Diye yazmış ve  eylemi, Suriye merkezi yönetiminin bilgisi dışında organize edilmiş bir provokasyon olduğunu iddia etmiştim.

 

Bugün de aynı kanıdayım.

 

Ortaya atılan bilği ve belgeler, benim iddialarımı doğruluyor.

 

Reyhanlı katliamında MİT’in doğrudan bilgi sahibi oldugu kesinleşmiştir.

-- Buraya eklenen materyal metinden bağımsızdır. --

PR #861, opened 2022-10-18
Hush compiler warning

panos-lunarg:


panos-lunarg:
Compiler is complaining about that line when building for Android (clang)

framework/util/to_string.h
```diff
@@ -240,7 +240,7 @@ inline void JSONEscape(const char* cstr, std::string& escaped)
     if (cstr)
     {
         char c;
-        while (c = *cstr++)
+        while ((c = *cstr++))
```
bradgrantham-lunarg, line 243: How about moving `char c` inside the while, like `while(char c = *str++)`?  That doesn't give me a warning for clang in Compiler Explorer and it moves `c` into a tighter scope.

bradgrantham-lunarg (approved):

framework/util/to_string.h
panos-lunarg: sounds good

PR #862, opened 2022-10-18
Flush After Presents

andrew-lunarg:
**Try the approach in Issue #876 before falling back to something like this**
If 876 is successful, this still might be useful but only to flush the last frame to account for application hard crashes between frame end and next frame start.

Flush after presents to avoid capture files with incomplete final blocks. The last block in a capture is often a present since the logic to quit is evaluated between a present and the next Vulkan call that would be made. By selctively flushing after presents we can take care of these cases without the cost (if any) of the option to flush after every block is written.

The warning seen when running many captures through `convert`, `compress`, and `optimize` is:

    [gfxrecon] WARNING - Incomplete block at end of file

It might be worth investigating whether something like this was also needed to get data all the way out of even OS disk cache to storage on clean shutdown:
```cpp
inline int32_t FileClose(FILE* stream)
{
#if defined(__USE_POSIX)
    fflush(stream);
    fsync(fileno(stream));
#endif
    return fclose(stream);
}
```

### DIFF
--- a/framework/encode/capture_manager.cpp
+++ b/framework/encode/capture_manager.cpp
@@ -444,6 +444,13 @@ void CaptureManager::EndApiCallCapture()
             WriteToFile(parameter_buffer->GetHeaderData(),
                         parameter_buffer->GetHeaderDataSize() + parameter_buffer->GetDataSize());
         }
+
+        // Flush after presents to avoid capture files with incomplete final
+        // blocks.
+        if (thread_data->call_id_ == format::ApiCall_vkQueuePresentKHR)
+        {
+            file_stream_->Flush();
+        }
     }
 }
 


bradgrantham-lunarg:
> It might be worth investigating whether something like this was also needed to get data all the way out of even OS disk cache to storage on clean shutdown:

This shouldn't be necessary.  `fwrite` does have a local buffer (see https://man7.org/linux/man-pages/man0/stdio.h.0p.html) but that buffer is flushed on normal exit (see https://www.gnu.org/software/libc/manual/html_node/Flushing-Buffers.html) and should then be the operating system's I/O cache.  If the data is in the operating system's hands, the data will be written to the file unless the system itself has a hard crash.

So this PR is really a solution for getting data into the operating system's hands in the case of an abnormal shutdown like killing through Task Manager or an unhandled signal on Linux or Android.

I think it's good, and as we discussed we just need a little measurement to make sure the performance characteristics are as we expect.

andrew-lunarg:
Food for thought! I'm still concerned about whether the stdlib doing the
exit for the app is the same std lib we are linked against. If not, how's
it going to know to close our files? Most extreme version off the top of my
head, app is a windows game running through steam proton on linux. we live
on the linux side. Less extreme, app static links a std lib and we dynamic
link the system std lib. I think the safest bet is to go belt and braces:
flush, maybe fsync, fclose, both our files through any shutdown mechanism
we can trap.

bradgrantham-lunarg:
As noted in the other issue, all instances of libc will make an `atexit` to close all files and that flushes all files.  I'm not worried about it in the slightest.  I think this PR's content, flush at Present is a good idea.

Issue #585, opened 2021-09-29
gfxrecon-info produces no helpful information for captures that don't present a frame


lunarpapillo:
This was observed on a Linux Mesa AMD machine using a trace of `vulkaninfo`, which does Vulkan calls but does not produce any Vulkan output.  I imagine the problem could also occur with a compute-only trace.
```
$ gfxrecon-info --version
gfxrecon-info version info:
  GFXReconstruct Version 0.9.9-dev (dev:7f6b3c6)
  Vulkan Header Version 1.2.189
$ gfxrecon-info /media/nas/smb_traces/vulkan/GFXR//windows-nvidia/vulkaninfo/vulkaninfo_20201110T115442.gfxr
[gfxrecon] WARNING - Pointer decoder's external memory capacity (8) is smaller than the decoded array size (16); data will be truncated
File did not contain any frames
```
I expected all the information about the file that's normally available to output traces, e.g.:
```
$ gfxrecon-info /media/nas/smb_traces/vulkan/GFXR//windows-nvidia/baldursgate3/baldursgate3_20201023T150706.gfxr 
[gfxrecon] WARNING - Incomplete block at end of file
File info:
	Compression format: LZ4
	Total frames: 8855

Application info:
	Application name: Baldur's Gate 3
	Application version: 1096026085
	Engine name: The Divinity Engine
	Engine version: 1096026085
	Target API version: 4198400 (1.1.0)

Physical device info:
	Device name: GeForce RTX 2080 SUPER
	Device ID: 0x1e81
	Vendor ID: 0x10de
	Driver version: 1913765888 (0x7211c000)
	API version: 4202638 (1.2.142)

Device memory allocation info:
	Total allocations: 80
	Min allocation size: 256
	Max allocation size: 877050880

Pipeline info:
	Total graphics pipelines: 5917
	Total compute pipelines: 27
```
## Other nits
In addition to `Total frames`, the tool should also output `Total commands` (which is more interesting for traces that have no identifiable frames)

bradgrantham-lunarg:
Agreed, replay should print out information for vulkaninfo and compute-only captures just like visual captures.  However, is it possible this particular capture showing the same issue as https://github.com/LunarG/gfxreconstruct/issues/584 ?  I ask because it outputs 
`[gfxrecon] WARNING - Pointer decoder's external memory capacity (8) is smaller than the decoded array size (16); data will be truncated`

bradgrantham-lunarg:
[...]

PR #864, opened 2022-10-19
Print gfxr info even if frame number is 0

locke-lunarg:
https://github.com/LunarG/gfxreconstruct/issues/585
sample: `lunarg@tcubumes:/media/nas/smb_traces/vulkan/gfxr/windows-nvidia/vulkaninfo-new/vulkaninfo_20211005T094235.gfxr`
```
Info:
File info:
        Compression format: LZ4
        Total frames: 0

Application info:
        Application name: vulkaninfo
        Application version: 1
        Engine name:
        Engine version: 0
        Target API version: 4194304 (1.0.0)

Physical device info:
        Device name: GeForce RTX 2070
        Device ID: 0x1f07
        Vendor ID: 0x10de
        Driver version: 1917288448 (0x72478000)
        API version: 4202638 (1.2.142)

        Total allocations: 0
        Min allocation size: 0
        Max allocation size: 0

Pipeline info:
        Total graphics pipelines: 0
        Total compute pipelines: 0

File did not contain any frames
```
The engine name and engine version is null and 0 in the captured file. It looks no problem to print the info even if the frame number is 0. I don't know why the original code requires frame number has to be larger than 0.

### DIFF
--- a/tools/info/main.cpp
+++ b/tools/info/main.cpp
@@ -536,8 +536,7 @@ int main(int argc, const char** argv)
         file_processor.AddDecoder(&decoder);
         file_processor.ProcessAllFrames();
 
-        if ((file_processor.GetCurrentFrameNumber() > 0) &&
-            (file_processor.GetErrorState() == gfxrecon::decode::FileProcessor::kErrorNone))
+        if (file_processor.GetErrorState() == gfxrecon::decode::FileProcessor::kErrorNone)
         {
             GFXRECON_WRITE_CONSOLE("File info:");
 
@@ -618,10 +617,15 @@ int main(int argc, const char** argv)
                 }
             }
 
+            auto alocation_count = stats_consumer.GetAllocationCount();
             GFXRECON_WRITE_CONSOLE("\nDevice memory allocation info:");
-            GFXRECON_WRITE_CONSOLE("\tTotal allocations: %" PRIu64, stats_consumer.GetAllocationCount());
-            GFXRECON_WRITE_CONSOLE("\tMin allocation size: %" PRIu64, stats_consumer.GetMinAllocationSize());
-            GFXRECON_WRITE_CONSOLE("\tMax allocation size: %" PRIu64, stats_consumer.GetMaxAllocationSize());
+            GFXRECON_WRITE_CONSOLE("\tTotal allocations: %" PRIu64, alocation_count);
+
+            if (alocation_count > 0)
+            {
+                GFXRECON_WRITE_CONSOLE("\tMin allocation size: %" PRIu64, stats_consumer.GetMinAllocationSize());
+                GFXRECON_WRITE_CONSOLE("\tMax allocation size: %" PRIu64, stats_consumer.GetMaxAllocationSize());
+            }
 
             GFXRECON_WRITE_CONSOLE("\nPipeline info:");
             GFXRECON_WRITE_CONSOLE("\tTotal graphics pipelines: %" PRIu64, stats_consumer.GetGraphicsPipelineCount());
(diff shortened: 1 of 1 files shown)


tools/info/main.cpp
```diff
@@ -620,7 +619,10 @@ int main(int argc, const char** argv)
 
             GFXRECON_WRITE_CONSOLE("\nDevice memory allocation info:");
             GFXRECON_WRITE_CONSOLE("\tTotal allocations: %" PRIu64, stats_consumer.GetAllocationCount());
-            GFXRECON_WRITE_CONSOLE("\tMin allocation size: %" PRIu64, stats_consumer.GetMinAllocationSize());
+            GFXRECON_WRITE_CONSOLE("\tMin allocation size: %" PRIu64,
+                                   (stats_consumer.GetMinAllocationSize() == std::numeric_limits<uint64_t>::max()
+                                        ? 0
+                                        : stats_consumer.GetMinAllocationSize()));
```
lunarpapillo, line 625: When will `GetMinAllocationsSize()` return the same as `max()`?

Comments here to explain the unexpected code would be helpful.

tools/info/main.cpp
```diff
@@ -632,14 +634,17 @@ int main(int argc, const char** argv)
             // GFXRECON_WRITE_CONSOLE("\nDraw/dispatch call info:");
             // GFXRECON_WRITE_CONSOLE("\tTotal draw calls: %" PRIu64, stats_consumer.GetDrawCount());
             // GFXRECON_WRITE_CONSOLE("\tTotal dispatch calls: %" PRIu64, stats_consumer.GetDispatchCount());
+
+            GFXRECON_WRITE_CONSOLE("\n");
```
lunarpapillo, line 638: Is this extra newline intentional?

lunarpapillo (commented):
I find a couple of lines of code confusing, but I think it's much better than it was (thanks!).

I should probably not be considered a primary reviewer, as I'm not familiar with the code base, so I'm not clicking **Approve**.

tools/info/main.cpp
locke-lunarg: https://github.com/LunarG/gfxreconstruct/blob/dev/tools/info/main.cpp#L494

tools/info/main.cpp
locke-lunarg: https://github.com/LunarG/gfxreconstruct/blob/dev/tools/info/main.cpp#L494

locke-lunarg: `min_allocation_size_`  initialize `std::numeric_limits<uint64_t>::max()`, so if there is no memory allocation, GetMinAllocationsSize() would be the same as max().

tools/info/main.cpp
locke-lunarg: I just replaced this to
```
if (file_processor.GetCurrentFrameNumber() == 0)
{
    GFXRECON_WRITE_CONSOLE("\nFile did not contain any frames");
}
```

locke-lunarg: https://github.com/LunarG/gfxreconstruct/pull/864/files#diff-8b3e734e213d80820573b5bdb3c821349c5387e09b96ad221f1dee67f000070fR638

andrew-lunarg:
What is output for a file that is valid (has no IO errors) but ends after the `vkCreateInstance()` that triggers creation of the capture file? Perhaps the original author used the framecount as a heuristic for _"the capture file is likely to be fairly substantial"_.
Attached is a truncated vkcube trace that has that property and a second one I corrupted in a hex editor.

[vkcube.vscode-launch_frames_1_through_10_20221020T133041.quit_after_vkCreateInstance.contains_annotations.zip](https://github.com/LunarG/gfxreconstruct/files/9830165/vkcube.vscode-launch_frames_1_through_10_20221020T133041.quit_after_vkCreateInstance.contains_annotations.zip)
[vkcube.vscode-launch_frames_1_through_10_20221020T133041.quit_after_vkCreateInstance.contains_annotations.corrupted.zip](https://github.com/LunarG/gfxreconstruct/files/9830167/vkcube.vscode-launch_frames_1_through_10_20221020T133041.quit_after_vkCreateInstance.contains_annotations.corrupted.zip)

tools/info/main.cpp
andrew-lunarg: I think Bob is suggesting adding a comment above that line like:
```
// If there were no allocations, report zero rather than the default value:
GFXRECON_WRITE_CONSOLE("\tMin allocation size: %" PRIu64, ...
```
Best practice would be to define a constant somewhere and have the initialisation and this test both use it so the two places can't get out of sync and questions like this are answerable by grepping the name of the constant:
```
constexpr uint64_t GFXR_MIN_ALLOC_INITIAL = std::numeric_limits<uint64_t>::max();
```

locke-lunarg: Thank you. Added.

bradgrantham-lunarg: Could we just not output `Min allocation size` and `Max allocation size` if there were no allocations?

bradgrantham-lunarg (approved):
Looks good, but do allocation min and max need to be printed if there weren't any?

locke-lunarg:
@bradgrantham-lunarg  Good idea! It doesn't print min and max allocation size when allocation count is 0.

tools/info/main.cpp
locke-lunarg: @bradgrantham-lunarg Good idea! It won't print min and max allocation size when allocation count is 0.

andrew-lunarg (approved):

PR #867, opened 2022-10-21
Trigger trimming by env variable

panos-lunarg:
Control trimmed capture by setting an env variable. More usefull in Android where setting a hot key is not as simple as on desktop

### DIFF
--- a/USAGE_android.md
+++ b/USAGE_android.md
@@ -148,6 +148,8 @@ Option | Property | Type | Description
 ------| ------------- |------|-------------
 Capture File Name | debug.gfxrecon.capture_file | STRING | Path to use when creating the capture file.  Default is: `/sdcard/gfxrecon_capture.gfxr`
 Capture Specific Frames | debug.gfxrecon.capture_frames | STRING | Specify one or more comma-separated frame ranges to capture.  Each range will be written to its own file.  A frame range can be specified as a single value, to specify a single frame to capture, or as two hyphenated values, to specify the first and last frame to capture.  Frame ranges should be specified in ascending order and cannot overlap. Note that frame numbering is 1-based (i.e. the first frame is frame 1).  Example: `200,301-305` will create two capture files, one containing a single frame and one containing five frames.  Default is: Empty string (all frames are captured).
+Capture triggered for Android | debug.gfxrecon.capture_android_use_trigger | BOOL | Specifies that `debug.gfxrecon.capture_android_trigger` will be used to star/stop trimmed captures. Default is: `false`
+Capture trigger for Android | debug.gfxrecon.capture_android_trigger | BOOL | Set to `true` to start capturing and to `false` to stop. Default is: `false`
 Capture File Compression Type | debug.gfxrecon.capture_compression_type | STRING | Compression format to use with the capture file.  Valid values are: `LZ4`, `ZLIB`, `ZSTD`, and `NONE`. Default is: `LZ4`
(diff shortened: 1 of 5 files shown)


panos-lunarg:
Been experimenting with some android games today and realized that this could be something useful on Android.
It should simplify skipping through a game's menus and capturing actual gameplay

andrew-lunarg:
The hotkey doesn't always work on Linux for me IIRC. This could be generally useful.

bradgrantham-lunarg:
Processes on the desktop inherit their environment variables and have a local copy, so waiting on env var values to change won't work on desktop.  But it's a nice thing to have on Android!  

See #870 for some further thoughts.

andrew-lunarg:
So its doing `getprop` underneath to read "environment variables" on Android.

bradgrantham-lunarg:
> So its doing getprop underneath to read "environment variables" on Android.

Right, right, environment variables are inherited into the child process on Android also.  We're just using Android properties on Android and those are (I think?) system-global.

panos-lunarg:
It works on Android. I just enter the command in an adb shell `setprop debug.gfxrecon.capture_env_var_trigger 1/0`
Nothing groundbreaking, just something to have until we find a better solution. No problem rejecting it either.

panos-lunarg:
Right, good point

USAGE_android.md
```diff
@@ -148,6 +148,8 @@ Option | Property | Type | Description
 ------| ------------- |------|-------------
 Capture File Name | debug.gfxrecon.capture_file | STRING | Path to use when creating the capture file.  Default is: `/sdcard/gfxrecon_capture.gfxr`
 Capture Specific Frames | debug.gfxrecon.capture_frames | STRING | Specify one or more comma-separated frame ranges to capture.  Each range will be written to its own file.  A frame range can be specified as a single value, to specify a single frame to capture, or as two hyphenated values, to specify the first and last frame to capture.  Frame ranges should be specified in ascending order and cannot overlap. Note that frame numbering is 1-based (i.e. the first frame is frame 1).  Example: `200,301-305` will create two capture files, one containing a single frame and one containing five frames.  Default is: Empty string (all frames are captured).
+Capture triggered for Android | debug.gfxrecon.capture_android_triggered | BOOL | Specifies that `debug.gfxrecon.capture_android_trigger` will be used to star/stop trimmed captures. Default is: `false`
```
bradgrantham-lunarg, line 151: Can this be `use_trigger`?

bradgrantham-lunarg (approved):
Other than my one comment, I think this looks good.

lunarpapillo:
Last failure looks like a hung device.  I'm trying to get it up again.

framework/encode/capture_manager.cpp
```diff
@@ -497,7 +507,8 @@ void CaptureManager::CheckContinueCaptureForWriteMode()
         }
     }
     else if (IsTrimHotkeyPressed() ||
-             ((trim_key_frames_ > 0) && (current_frame_ >= (trim_key_first_frame_ + trim_key_frames_))))
+             ((trim_key_frames_ > 0) && (current_frame_ >= (trim_key_first_frame_ + trim_key_frames_))) ||
+             !IsTrimEnvVarEnabled())
```
ishitatsuyuki, line 511: This breaks desktop range capture. Desktop hotkey captures now only last one frame long because `!IsTrimEnvVarEnabled()` always evaluates to true.

panos-lunarg: Thanks for reporting this. Indeed this line causes a regression with the desktop hot key

PR #869, opened 2022-10-21
Annotate Captures With Layer Version

### LINKED ISSUE #831: Add an Annotation Block With the Build Version of the Capture Layer
Inject the same information reported by the `--version` parameter of the command line tools.
Put it early in the capture file, before any API calls.
* Extend `gfxrecon-info` to report the version info.
* Extend `gfxrecon-convert` to store the info in the header object of its json lines output (https://github.com/LunarG/gfxreconstruct/issues/809).
* Extend `gfxrecon-optimize` to not strip the annotations.

We can expand the header with more information: https://github.com/LunarG/gfxreconstruct/issues/868

andrew-lunarg:
convert outputs the annotations.
```
{"index":0,"annotation":{"type":"kJson","label":"operation","data":"{\n    \"tool\": \"capture\",\n    \"gfxrecon-version\": \"0.9.15-dev (andy-fix-831-annotate-captures-with-layer-version:621b79a*)\",\n    \"vulkan-version\": \"1.3.231\"\n}\n"}}
```
info counts them and outputs the operation ones.
```
Annotation info:
        Total annotations: 1
        Operation annotations: 1
    
        {
            "tool": "capture",
            "gfxrecon-version": "0.9.15-dev",
            "vulkan-version": "1.3.231"
        }

```
The other tools pass them through unchanged or ignore them as appropriate.

Fixes #831.

### DIFF
--- a/framework/decode/file_processor.cpp
+++ b/framework/decode/file_processor.cpp
@@ -1290,7 +1290,9 @@ bool FileProcessor::ProcessAnnotation(const format::BlockHeader& block_header, f
         {
             std::string label;
             std::string data;
-            size_t      total_length = size_t(label_length + data_length);
+            const auto  size_sum = label_length + data_length;
+            GFXRECON_CHECK_CONVERSION_DATA_LOSS(size_t, size_sum);
+            const size_t total_length = static_cast<size_t>(size_sum);
 
             success = ReadParameterBuffer(total_length);
             if (success)
@@ -1304,7 +1306,8 @@ bool FileProcessor::ProcessAnnotation(const format::BlockHeader& block_header, f
                 if (data_length > 0)
                 {
                     auto data_start = std::next(parameter_buffer_.begin(), label_length);
-                    data.assign(data_start, std::next(data_start, size_t(data_length)));
+                    GFXRECON_CHECK_CONVERSION_DATA_LOSS(size_t, data_length);
+                    data.assign(data_start, std::next(data_start, static_cast<size_t>(data_length)));
                 }
 
                 assert(annotation_handler_ != nullptr);
--- a/framework/decode/file_processor.cpp
+++ b/framework/decode/file_processor.cpp
@@ -1,6 +1,6 @@
 /*
-** Copyright (c) 2018-2020 Valve Corporation
-** Copyright (c) 2018-2020 LunarG, Inc.
+** Copyright (c) 2018-2020,2022 Valve Corporation
+** Copyright (c) 2018-2020,2022 LunarG, Inc.
 **
 ** Permission is hereby granted, free of charge, to any person obtaining a
 ** copy of this software and associated documentation files (the "Software"),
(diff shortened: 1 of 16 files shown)


framework/format/format.h
```diff
@@ -260,7 +260,7 @@ struct AnnotationHeader
     BlockHeader    block_header;
     AnnotationType annotation_type;
     uint32_t       label_length;
-    uint32_t       data_length;
+    uint64_t       data_length;
```
andrew-lunarg, line 263: @bradgrantham-lunarg  I kept the label length 32 bit and just boosted the data one.

andrew-lunarg:
I think I'll change the name (label) of the annotation. `"header"` is generic, the json lines output of convert already has a header, and there can be multiple of these annotations to document all operations on a capture, so header doesn't really fit.  Shortlist:
1. `"tool-meta"`: Represents the fact this is metadata like build version, time, paths, users, settings, etc. added by each tool to have processed it from capture onwards.
1. `"process"`: ... Metadata from a process applied to the capture file.
1. `"stage"`: 
1. `"operation"`: 
1. `"step"`: 
1. `"transformation"`: (-) Capture isn't really a transformation.
1. `"kernel"`: Like shader kernel in a data-flow system,
1. `"tool"`: (-) Duplicates the name of one of the fields inside the json.

framework/decode/file_processor.cpp
```diff
@@ -1290,7 +1290,7 @@ bool FileProcessor::ProcessAnnotation(const format::BlockHeader& block_header, f
         {
             std::string label;
             std::string data;
-            auto        total_length = label_length + data_length;
+            size_t      total_length = size_t(label_length + data_length);
```
bradgrantham-lunarg, line 1293: Please make this a C++ cast

andrew-lunarg: Will do. I'd mislearned that these were construction, not casting, so thanks!

All this casting is to supress warnings as errors in 32 bit windows builds. This reminds me, our 32 bit builds are in trouble if any 64 bit fields in our capture format come in with values over 4GB. I don't know that we try to handle that anywhere, even to log and fail gracefully.

andrew-lunarg: Applied the macro and changed the casts.

framework/encode/capture_manager.cpp
```diff
@@ -700,6 +712,26 @@ void CaptureManager::WriteDisplayMessageCmd(const char* message)
     }
 }
 
+void CaptureManager::WriteAnnotation(const format::AnnotationType type, const char* label, const char* data)
+{
+    if ((capture_mode_ & kModeWrite) == kModeWrite)
+    {
+        const auto label_length = decltype(format::AnnotationHeader::label_length)(util::platform::StringLength(label));
```
bradgrantham-lunarg, line 719: Sorry I didn't catch this previously; should this also be a `static_cast` and use `GFXRECON_CHECK_CONVERSION_DATA_LOSS`?

bradgrantham-lunarg (approved):

framework/encode/capture_manager.cpp
andrew-lunarg: I got rid of a lot of this mess and made it much simpler. Hopefully I didn't also mess up the 32 bit win build again.

bradgrantham-lunarg:
> CI gfxreconstruct build # 2133 failed.

Spurious failure on Android; re-running shows that replay succeeds.  (As expected since this PR shouldn't affect replay.)

PR #875, opened 2022-10-28
Run AcquireNextImage Before QueuePresent

locke-lunarg:
Some applications' trimming capture don't track the first AcquireNextImage. It causes SURFACE_LOST when replaying QueuePresent. Validation VUID-VkPresentInfoKHR-pImageIndices-01296 error.

This issue only happens on virutal swapchain because captured swapchain runs AcquireNextImage in ProcessSetSwapchainImageStateCommand.


panos-lunarg (approved):
Tried it out and indeed I can replay a trimmed capture of Sacred Path without specifying `--use-captured-swapchain-indices`
LGTM

bradgrantham-lunarg (approved):

PR #908, opened 2022-11-21
Don't write signal for zero valued timeline semaphores

ishitatsuyuki:
The Vulkan spec says in VkSemaphoreSignalInfo:
value must have a value greater than the current value of the semaphore.

The initial value is zero, so don't signal zero-valued semaphores.

### DIFF
--- a/framework/encode/vulkan_state_writer.cpp
+++ b/framework/encode/vulkan_state_writer.cpp
@@ -408,7 +408,11 @@ void VulkanStateWriter::WriteSemaphoreState(const VulkanStateTable& state_table)
             }
 
             // Write command to set semaphore value on replay
-            WriteSignalSemaphoreValue(signal_call_id, device_wrapper->handle_id, wrapper->handle_id, semaphore_value);
+            if (semaphore_value != 0)
+            {
+                WriteSignalSemaphoreValue(
+                    signal_call_id, device_wrapper->handle_id, wrapper->handle_id, semaphore_value);
+            }
         }
         else if (wrapper->signaled)
         {


framework/encode/vulkan_state_writer.cpp
```diff
@@ -408,7 +408,9 @@ void VulkanStateWriter::WriteSemaphoreState(const VulkanStateTable& state_table)
             }
 
             // Write command to set semaphore value on replay
-            WriteSignalSemaphoreValue(signal_call_id, device_wrapper->handle_id, wrapper->handle_id, semaphore_value);
+            if (semaphore_value)
```
bradgrantham-lunarg, line 411: Please wrap if and else blocks with braces.

bradgrantham-lunarg, line 411: Since `semaphore_value` is an increasing `uint64_t` value for `VK_SEMAPHORE_TYPE_TIMELINE`, as you note, would you please make this an explicit comparison against `!= 0`?  (We've been tending towards explicit comparisons for clarity.)

bradgrantham-lunarg (approved):
Looks good to me with the additions I noted!  I'll merge with those changes.  I figure after this PR every Vulkan capture will likely be shorter.  Thanks!

ishitatsuyuki:
> I figure after this PR every Vulkan capture will likely be shorter.

Violating the signal "greater" constraint results in an immediate device loss on Mesa so this probably hasn't been encountered before. As with other PRs of mine, this is a case that commonly happens with vkd3d though.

MİT merkezi’nin olmasa bile, MİT Hatay Bölge başkanlığı bu patlama ile doğrudan ilişkilidir.

 

Hal böyle olunca,sorunu daha fazla sulandırmadan, bir yüzü açığa çıkmış olan katliam sorumlularının öbür yüzünü aydınlatmak zor olmasa gerek.

 

AKP iktidarının bunu yapması beklenmemelidir.

Katliam sonrası yaşanan gelişmeler Suriye’nin değil AKP’nin işine yaramaktadır.

 

Katliam’ın gizli kodlarını çözebilme başarısından yoksun muhalefet partilerinin hükümet karşıtı kaba protestoları bile AKP’nin hanesine artı olarak yazılmaktadır. 

 

Katliama bilerek yol veren MİT Hatay bölğe başkanlıgının, Suriye tarafındaki işbirlikçileri kimdir ? Sorusunu sormayan, bu sorunun cevabını araştırma niyeti bile bulunmayan muhalefet ( özellikle de CHP ) Tayyip Erdoğan’ın karşı atagı ile halkın gözünde, neredeyse katliamcılarla işbirliği yapmıştır konumuna düşürülmüştür.

 

Tekrar ediyorum.

 

Reyhanlı katliamının bir yüzü Türkiye’de dir, bütün sorun sınırın öbür ucundaki işbirlikçilerinin kimler oldugu ve bu işbirliğinin yıllar öncesine uzanan seceresidir.

 

Derin devletin karanlık kutusu eski emniyet genel müdürü ve içişleri bakanı Mehmet Ağar, Eski istihbaratci Hanefi Avcı ve biraz daha geriye giderek, eski MİT istanbul bölğe başkanı Osman Nuri Gündeş’ ten bu secerenin gizli tarihi hakkında çok şey ögrenilebilinir. Yeterki istensin.

Reyhanlı Katliamının bütün yönleriyle aydınlanmasını AKP’den beklemeye çalışanlar yanılıyor. Reyhanlı’da katliam aydınlanır mı? diye sormuştum. Hayır, Reyhanlı katliamı bütün yönleriyle aydınlatılmayacak, yarım bırakılacaktır. Asli failler ve bunlar arasındaki işbirliği şu an itibarıyla açıklanmayacaktır.

 

AKP bu katliamı kullanmaya devam edecek, asıl meyvesini 2. Cenevre Konferansı’nda alacaktır.